Contributors: Chemistry Department
Subjects: Chemistry
Issue Date: 2023
Publisher: Princeton, NJ : Princeton University
Abstract: A cell is the basic unit of life, where metabolism takes place. The three main purposes of metabolism are the conversion of fuel (food) to energy for cellular processes, conversion of nutrients to cellular building blocks, and also the generation of wastes and sometimes the recycle of valuable elements from those wastes. Metabolites, the (small) molecules circulating around in all cells, are not only the passive participants in metabolic reactions but also essential parts of metabolic pathway regulations. Commonly, due to experimental limitations, we extract metabolites and measure their concentrations as an average value of the same metabolite in different compartments. Similar to the Heisenberg’s uncertainty principle, now we have a accuracy dilemma in quantitative metabolomics: we “cannot” measure the immediate steady-state value of metabolites if we extract a certain cellular organelle for the spatial information of metabolite distributions.

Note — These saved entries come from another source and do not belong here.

PR #4390, opened 2023-01-27
Global: extract colorspace is not failing

jakubjezek001:
## Brief description
Extract colorspace data is fixed

## Description
Plugin is not failing due missing config data. 

## Additional info
Order in `openpype\pipeline\publish\publish_plugins.py` had to be prioritised to first check supported file extension before a imageio settings should be equired. Also the host config settings are now optional since some older projects might have imageio group setting override with missing config and rules. 

## Testing notes:
1. open Maya and publish pointcache
2. all should be published without hiccups ;)

### DIFF
--- a/openpype/pipeline/colorspace.py
+++ b/openpype/pipeline/colorspace.py
@@ -344,9 +344,9 @@ def get_imageio_config(
     imageio_global, imageio_host = _get_imageio_settings(
         project_settings, host_name)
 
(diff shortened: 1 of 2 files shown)


LiborBatek (approved):
All seems ok.

Followed the testing steps and published ```pointcache``` family without any problems/errors.

image

Minkiu (approved):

However, if we define our biological focus clearly and utilize the power of mathematics and chemistry (mostly linear algebra and isotopic labeling), we can resolve this dilemma in many compartmentalized reactions. The work described here demonstrates the power of stable isotopic tracing in deciphering unique metabolic phenomenon in different yeast chassis strains, covering major primary metabolic pathways (glycolysis, pentose phosphate pathway, tricarboxylic acid cycle, and folate cycle). Moreover, scientific discoveries from this work will provide a base to unlock biomanufacturing potentials in these synthetic biology platforms. As NADPH production is the cellular powerhouse for biosynthesis and carbon economy is the hottest development of human society in 21th century, this work carefully explores the intrisic metabolic features on up-scaling NADPH supply and maximizing the carbon efficiency in yeasts with great industrialization potentials, namely, Saccharomyces cerevisae, Rhodosporidium toruloides, and Yarrowia Lipolytica.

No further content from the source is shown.